Sometimes I feel far from God. Not that he’s walked away,
but that I, in the business and non-stop pace of my life, have walked away from
Him.
Its been especially bad lately. There is so much darkness in
the world. I feel like now, more than ever, with the Internet, spewing out
hatred and darkness, rape and murder, that we are more aware of evil than we
were ten, twenty years ago. Our minds are filled with questions: “How could someone
do such a thing? What kind of person does it take to… [fill in the blank]. What
if I was the victim? What makes that person do such a thing? What makes him/her
different from me?”
Some days, I wake up with a cloud of darkness hanging around
my head. I go about my daily life, and the hatred and sins of the world haunt
me, make me afraid of people, afraid of myself.
And even closer to me and my own life, so many friends of
mine, who were strong believers, now have their own doubts, or have turned away
from God entirely. It’s almost become a fad to hate God, and I feel so alone.
God, where are You?
Yet, I still don’t take the time on most days to seek Him
out, to just take ten minutes and focus on Him.

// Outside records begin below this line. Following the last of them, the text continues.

PR #231, opened 2024-12-23
[Various] Update classes

Kagekazu:
- update all my classes (BLM, DRG, MCH, MNK, RPR, SAM, VPR) to be uniform
- remove helper in helper
- reorder customcombo


zbee (approved):
All looks sound.

PR #238, opened 2024-12-24
[WAR] Fix Action for Inner Release

zbee:
- [X] Changes `Inner Release` combo to go onto `Inner Release` or `Berserk` instead of only onto `Berserk`


Kagekazu (approved):
LGTM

Instead, I open yet another
news story, or scroll through more mindless social media, which once brought us
all together, but is now, forcing us to see the evil in our fellow man more
clearly than before.
Mistrust runs my day, and fear enters my nights.
I woke up this morning with this overhanging dread again,
and a migraine to accompany it. “God, why don’t you speak to me?” I said in a
prayer. He has spoken to me so many other times when my heart wept the most. I
have audibly heard His voice, and I know the sound of it like a baby knows the
sound of his mother’s voice, even when he first emerges from the womb.
I miss you, God.
When I finally chased away my blues and the headache and
came to work, one of my coworkers came to me and told me an interesting story.
She had met a woman last night, later in the evening, after everyone in our
department had left for the day. The woman’s name was Cindy, and she asked my
coworker what department she was in, because she was a newer employee, and
often on her breaks during her late shift, she would wander through our
department, praying.
Then she said that she felt drawn to one office in
particular. She led my coworker back to a door and placed her hands on it,
saying that she most often feels God leading her to pray for the person who
works behind the door.
It was my door. She’s been praying for me.
I know that God wanted me to know that. He wants me to know
that even strangers who I’ve never met before pray over me—that my problems
aren’t so big, or my worries so outlandish that God no longer cares.
I was reminded of verses in the Bible that talk about how
the Holy Spirit intercedes for us, when we cannot or will not pray for ourselves.
If the Holy Spirit prays for us, then maybe he calls others up to pray with Him.
Thank you, God, for never forsaking me.